Canine companion
I love being around dogs. Always have. Since early childhood I’ve been drawn to animals – hamsters, rabbits, horses, parakeets, butterflies, dogs, any species that I encountered while growing up in a small village in the countryside.
If I ask myself the question why I love dogs, there is a simple answer and a more layered one. The simple one is that dogs – my Springer in particular – are funny, lively, happy, crazy & adorable companions in life.
The other is that it amazes me how I can lose track of time in the company of animals – and mind you, I am a natural born timekeeper. It’s what animal photographer Tim Flach calls ‘a sense of wonderment about nature’. For him it’s the complexity of nature, for me it’s also the simplicity.
Take the simplicity of breathing for example. I am in awe of my dog’s breath – the moving up and down of this furry wrapping of life fills me with humbleness. It’s just there: life – no more, no less.
‘These incredible adaptable animals extend our senses’, Flach writes in the introduction of his book Dogs-Gods. This is indeed what the layered answer relates to. Our being is extended by their being.

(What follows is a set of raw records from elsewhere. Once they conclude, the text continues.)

Issue #1301, opened 2022-07-02
Logging to stdout in Cloud Run creates a JSON object as "message"


losalex:
When enabling structured logging to STDOUT, received structured JSON payload containing an extra "message" key with the original logged message, as well as a "metadata" key of an empty object.
See related bug [704](https://github.com/googleapis/nodejs-logging-winston/issues/704)

Allezxandre:
I have attempted a fix on this branch: https://github.com/prgm-dev/nodejs-logging/commit/a220caea5a4f6e77038b91801889dc308175b539

Been using it in production for about 2 weeks now, but not sure it's the right fix.

Will try to open a PR with these changes this week, but as @losalex remarked in https://github.com/googleapis/nodejs-logging-winston/issues/704, this might be a breaking change for users relying on this outside of Cloud Run.

losalex:
> I have attempted a fix on this branch: [prgm-dev@a220cae](https://github.com/prgm-dev/nodejs-logging/commit/a220caea5a4f6e77038b91801889dc308175b539)
> 
> Been using it in production for about 2 weeks now, but not sure it's the right fix.
> 
> Will try to open a PR with these changes this week, but as @losalex remarked in [googleapis/nodejs-logging-winston#704](https://github.com/googleapis/nodejs-logging-winston/issues/704), this might be a breaking change for users relying on this outside of Cloud Run.

Thank you @Allezxandre - this is very helpful! Indeed - I am looking into your change now and it is very useful, so I am planning also to add the parameter to control this change with default to be set to "off" so it wont break existing clients. Later when we have a major release we might consider turning it "on" by default - let me know if you have any comments

losalex:
Will work to propagate this fix to winston/bunyan as well

PR #1305, opened 2022-07-08
fix: Logging to stdout in Cloud Run creates a JSON object as "message"

losalex:
This is a fix to provide a configurable way to disable "message" wrapper added for structured log data when LogSync is used for logged entries

Fixes #<[1301](https://github.com/googleapis/nodejs-logging/issues/1301)> 🦕

### DIFF
--- a/src/entry.ts
+++ b/src/entry.ts
@@ -275,12 +275,19 @@ class Entry {
         ? meta.traceSampled
         : undefined;
     // Format log payload.
-    let data =
-      meta.textPayload || meta.jsonPayload || meta.protoPayload || undefined;
+    const data =
+      this.data ||
+      meta.textPayload ||
+      meta.jsonPayload ||
+      meta.protoPayload ||
+      undefined;
     if (useMessageField) {
-      entry.message = this.data || data;
+      /** If useMessageField is set, we add the payload to {@link StructuredJson#message} field.*/
+      entry.message = data;
     } else {
-      data = this.data || data;
+      /** useMessageField is false, we add the structured payload to {@link StructuredJson} key-value map.
+       * It could be especially useful for serverless environments like Cloud Run/Functions when stdout transport is used.
+       * Note that text still added to {@link StructuredJson#message} field for text payload since it does not have fields within. */
       if (data !== undefined && data !== null) {
         if (this.isObject(data)) {
           entry = extend(true, {}, entry, data);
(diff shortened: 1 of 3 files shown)


src/entry.ts
```diff
@@ -243,7 +245,7 @@ class Entry {
    * Serialize an entry to a standard format for any transports, e.g. agents.
    * Read more: https://cloud.google.com/logging/docs/structured-logging
    */
-  toStructuredJSON(projectId = '') {
+  toStructuredJSON(projectId = '', useMessageField = true) {
```
daniel-sanche, line 248: I'm a bit confused by this. Will end users be setting `useMessageField` manually? I don't think other languages work this way

src/entry.ts
```diff
@@ -273,9 +275,22 @@ class Entry {
...
         : undefined;
     // Format log payload.
-    entry.message =
+    let data =
       meta.textPayload || meta.jsonPayload || meta.protoPayload || undefined;
-    entry.message = this.data || entry.message;
+    if (useMessageField) {
+      entry.message = this.data || data;
+    } else {
+      data = this.data || data;
```
daniel-sanche, line 283: nit: this block could probably use some comments

src/entry.ts
losalex: `useMessageField` will be set through options for those users who does not want to have extra "message" field in `jsonPayload` while running in Cloud Run/Functions and using `stdout` logging. Indeed, other languages dont have this bug - I am fixing this just to make sure not to break existing users which use `LogSync` and already get used to the extra "message" field in `jsonPayload`.

losalex: Yep - for next major release we will turn this flag to be false by default

src/entry.ts
losalex: Added

src/entry.ts
```diff
@@ -273,9 +275,22 @@ class Entry {
...
+      if (data !== undefined && data !== null) {
+        if (this.isObject(data)) {
+          entry = extend(true, {}, entry, data);
+        } else if (typeof data === 'string') {
+          entry.message = data;
+        } else {
+          entry.message = JSON.stringify(data);
```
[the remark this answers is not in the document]
losalex: Yep, mostly - I will definitely add non-text simple test (e.g. numeric)

daniel-sanche (approved):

There is a connection then that goes beyond the owner- pet thing. It is the area where the dog reacts on my sadness or anger and where we build a relationship based on habits and some form of silent understanding.
Flach explores the relationship between animals and human. ‘We anthropomorphize the animal’, he states in Photo Wisdom (Lewis Blackwell, 2009).
That is indeed so. At the same time, I find that some of his abstract pictures and portraits of animals invite us to see them for who they are not for what we like them to be.
His cover image of the May/June issue of the Economists’ Intelligent Life is a great example. It takes guts to put this ape on the cover of a respected magazine – big plus for Intelligent Life.
I anticipate Flach’s upcoming book ‘More than Human’ to find out more.